## [Problem description]
Below are the records; copy exactly the stretch from the line containing "disable_invasion = false" through the line containing "Both do what I was after, thanks.", both ends included, and nothing else.

☆ ☆ ☆

Issue #195, opened 2026-08-21
disabledHooks omits disable_fort_update, and includes pokestop, which nothing enforces


hokiepokedad2:
Filed from **PoracleWeb.NET** ([PGAN-Dev/PoracleWeb.NET](https://github.com/PGAN-Dev/PoracleWeb.NET)). Running against PoracleNG 5.1.0.

## Summary

The `disabledHooks` array on `/api/config/poracleWeb` is built from ten flags in `hookTypes` (`internal/api/config.go:25-36`). Two of the ten entries don't line up with what the processor actually does.

**`disable_fort_update` is enforced but absent from the array.** It gates the processor (`cmd/processor/fort.go:16`), the bot command (`internal/bot/commands/fort.go:56`), and filters fort rules out of `!tracked` (`internal/bot/commands/tracked.go:286,422`). A client reading `disabledHooks` concludes fort changes are enabled when they aren't. PoracleWeb.NET currently makes a second call to `/api/config/values` for `general.disable_fort_update` alone, which is the only reason that call exists.

**`pokestop` is in the array but enforces nothing.** On `origin/main`, `DisablePokestop` appears exactly twice: the struct field and the `hookTypes` entry. Nothing reads it. A client that maps it to lures, invasions and quests — which is the obvious reading, since those arrive on the pokestop webhook — would disable three working types on a flag that does nothing. PoracleWeb.NET deliberately maps it to nothing, but that decision took reading the source to reach.

## What would help

- Add `{"fort", cfg.General.DisableFortUpdate}` to `hookTypes`. `fort` matches the tracking-type name, including in the v2 `{type}` list in #138.
- Say what `pokestop` means: if it's vestigial, dropping it from the array makes it unmistakable; if it's meant to gate something, that looks like a separate bug.

Happy to PR the first part.

jfberry:
Both claims confirmed and fixed in #197 — again, no need for you to PR it.

`fort` is now in `disabledHooks` (named to match the tracking type), which should let you drop that second `/api/config/values` call entirely.

[...]

PR #197, opened 2026-08-21
fix: expose availableLanguages, correct disabledHooks (#194, #195)

### LINKED ISSUE #194: available_languages is enforced on write but not readable, so clients can't render an accurate language list
Filed from **PoracleWeb.NET** ([PGAN-Dev/PoracleWeb.NET](https://github.com/PGAN-Dev/PoracleWeb.NET)). Running against PoracleNG 5.1.0.

## Summary

`POST /api/humans/{id}/setLanguage` validates the requested language against `general.available_languages` and returns `400 "language is not available"` when it isn't in the list (`internal/api/humans.go:192-204`). No endpoint exposes that list, so a client has no way to know what it may offer.

## Why it bites

PoracleWeb.NET renders its own eleven UI languages in the alert-language menu. On a server that configures `available_languages`, choosing one that isn't listed fails the write, and the user sees a generic "couldn't save" with no reason — the server knows exactly why and the client can't say. The only way to build an accurate menu today is to try each language and read the 400s.

## Where it isn't

- `/api/config/poracleWeb` — not in the response map (`internal/api/config.go`)
- `/api/config/values` — `ExtractValues` is driven by `configSchema`, and `available_languages` isn't in it, so it's absent whether or not it's set

Checked against `c5e08cb4` (5.1.0) and confirmed by calling a live 5.1.0 instance: the only references to `AvailableLanguages` under `internal/api` are the `setLanguage` validation and its test.

## What would help

Just the codes on a read path. Cheapest is probably `availableLanguages` on `/api/config/poracleWeb`, which already exists to feed this class of client — or adding the field to `configSchema` so it rides `/api/config/values` with everything else.

One request either way: keep "unset" distinguishable from "empty list". Unset currently means *all languages allowed*, and a client that can't tell the two apart would offer nothing on the most common configuration.

Happy to send a PR if you'd rather review one than write it. If this belongs in the v2 surface in #138 instead, that works too — you asked for client-author feedback there and this is ours.

jfberry:
Fixes #194 and #195 — both reported by the PoracleWeb.NET author, both verified against the code before fixing.

## #194 — `availableLanguages` is now readable

`available_languages` gates `POST /api/humans/{id}/setLanguage` (400 `"language is not available"`) but appeared on no read path, so a client could only discover the allow-list by probing every language and reading the 400s. `/api/config/poracleWeb` now returns `availableLanguages`.

**`null` when unrestricted, sorted codes when restricted.** The issue asked to keep "unset" distinguishable from "empty list"; the underlying need is better served by encoding what the server *enforces*, because the write path only validates when the map is non-empty — so unset and empty are the same thing to the server, and both report `null`. Returning `[]` for the common unconfigured case would tell a client to offer nothing. The key is always present, so its absence still identifies an older server.

Only the map keys gate the write (`LanguageEntry`'s `poracle`/`help` values are command aliases), so the codes are the whole contract.

## #195 — `disabledHooks` told two lies

Both claims confirmed:

- **`disable_fort_update` was missing**, though it gates the webhook handler (`cmd/processor/fort.go:16`), the `!fort` command, and two `!tracked` sections. Now reported as `fort`, matching the tracking-type name. This removes the reason PoracleWeb.NET calls `/api/config/values` at all.
- **`disable_pokestop` enforces nothing** and has been dropped from the array. Root cause, for the record: `fa9b4912` (which added `disable_fort_update`) reassigned this flag's last real use — the `!tracked` fort sections — to the new flag and never updated `hookTypes`. So the same commit that created the omission also orphaned the flag.

The config field is marked `Deprecated:` rather than removed so existing configs keep parsing. `config/config.example.toml` claimed it "also disables invasion processing for RDM/Golbat" — untrue, a JS-Poracle behaviour never ported — and the config-editor schema said "Disable pokestop/invasion processing from scanner"; both now say deprecated no-op and point at `disable_lure` / `disable_invasion` / `disable_quest`.

If you'd rather `disable_pokestop` *gained* meaning instead of losing it, that's a behaviour change and a separate call — say so and I'll swap the approach. Dropping it seemed right given those three types each already have a working flag.

## Test plan

Four new tests, each red before the fix:
- `..._AvailableLanguages` — sorted codes present
- `..._AvailableLanguagesUnsetIsNull` — subtests for unset **and** empty, both asserting the key is present and `null`
- `..._DisabledHooksIncludesFort`
- `..._DisabledHooksOmitsVestigialPokestop` — set the flag, assert it still doesn't appear (this one printed `disabledHooks: [pokestop]` before the fix, which is the lie in one line)

Full gate green from `processor/`: `go build`, `go vet`, `go test -count=1 ./...`, `golangci-lint run` (0 issues). OpenAPI golden regenerated — huma emits `"type": ["array", "null"]` for the new field. `API.md` documents both fields' semantics, since having to read source to learn them is what produced these two issues.

### DIFF
--- a/API.md
+++ b/API.md
@@ -758,6 +758,13 @@ Get weather data for a specific S2 cell.
 
 Server configuration for the web UI (locale, prefix, PVP settings, admin lists, etc.).
 
+Two fields client authors most often need:
+
+| Field | Meaning |
+|-------|---------|
+| `availableLanguages` | The allow-list enforced by the set-language endpoints, sorted. **`null` means unrestricted** — the server accepts any language, so offer your full menu. A non-null array is exhaustive: anything outside it is rejected with 400. |
+| `disabledHooks` | Alert types disabled on this server, named to match the tracking-type names (`pokemon`, `raid`, `fort`, `invasion`, `lure`, `quest`, `weather`, `nest`, `gym`, `maxbattle`). Only flags the processor actually enforces appear; `disable_pokestop` is a deprecated no-op and is never reported. |
+
 ### GET /api/config/templates
 
 Available DTS templates by platform, type, and language (metadata only, no template content).
--- a/config/config.example.toml
+++ b/config/config.example.toml
@@ -219,7 +219,7 @@ role_check_mode = "ignore"
 # disable_* - disable individual hook processing for particular webhook types
 disable_pokemon = false
 disable_raid = false
-disable_pokestop = false                 # also disables invasion processing for RDM/Golbat
+disable_pokestop = false                 # DEPRECATED no-op — nothing reads it; use disable_lure / disable_invasion / disable_quest
 disable_invasion = false
 disable_lure = false
 disable_quest = false
--- a/processor/internal/api/config_schema.go
+++ b/processor/internal/api/config_schema.go
@@ -96,7 +96,7 @@ var configSchema = []ConfigSection{
 			{Name: "dts_dictionary", Type: "map", Default: nil, Description: "Custom key-value pairs available in DTS templates via the dtsDict layer", HotReload: true},
 			{Name: "disable_pokemon", Type: "bool", Default: false, Description: "Disable pokemon webhook processing entirely", HotReload: false},
 			{Name: "disable_raid", Type: "bool", Default: false, Description: "Disable raid webhook processing", HotReload: false},
-			{Name: "disable_pokestop", Type: "bool", Default: false, Description: "Disable pokestop/invasion processing from scanner", HotReload: false},
+			{Name: "disable_pokestop", Type: "bool", Default: false, Description: "DEPRECATED — no effect. Use disable_lure, disable_invasion or disable_quest instead", HotReload: false},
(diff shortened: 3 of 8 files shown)


hokiepokedad2:
Both do what I was after, thanks.

**`fort` for `pokestop` covers both asks in #195 in one line.** `DisablePokestop` is down to the struct field alone on this head — nothing under `processor/` reads it — so "deprecated no-op" is accurate, and leaving it parseable beats deleting it. `fort` matches the tracking-type name in `v2_fort.go` too, so `disabledHooks` and the v2 `{type}` list agree now.

**You were right to ignore half of #194.** Unset and empty aren't two states if the write path only validates on a non-empty map, and `["array", "null"]` in the golden means a generated client gets `string[] | null` and matches reality. `disable_fort_update` staying in `configSchema` was the other thing I wanted to check.

One for the release notes: this changes behaviour for any client that mapped `pokestop`. We map it to nothing deliberately, but anyone reading it as the parent of lures/invasions/quests stops disabling those three on upgrade.

Nothing to coordinate our end — we already map `fort`, and it's inert against 5.1.0, so it starts working when people upgrade.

☆ ☆ ☆

## [Written answer]
 disable_invasion = false
 disable_lure = false
 disable_quest = false
--- a/processor/internal/api/config_schema.go
+++ b/processor/internal/api/config_schema.go
@@ -96,7 +96,7 @@ var configSchema = []ConfigSection{
 			{Name: "dts_dictionary", Type: "map", Default: nil, Description: "Custom key-value pairs available in DTS templates via the dtsDict layer", HotReload: true},
 			{Name: "disable_pokemon", Type: "bool", Default: false, Description: "Disable pokemon webhook processing entirely", HotReload: false},
 			{Name: "disable_raid", Type: "bool", Default: false, Description: "Disable raid webhook processing", HotReload: false},
-			{Name: "disable_pokestop", Type: "bool", Default: false, Description: "Disable pokestop/invasion processing from scanner", HotReload: false},
+			{Name: "disable_pokestop", Type: "bool", Default: false, Description: "DEPRECATED — no effect. Use disable_lure, disable_invasion or disable_quest instead", HotReload: false},
(diff shortened: 3 of 8 files shown)


hokiepokedad2:
Both do what I was after, thanks.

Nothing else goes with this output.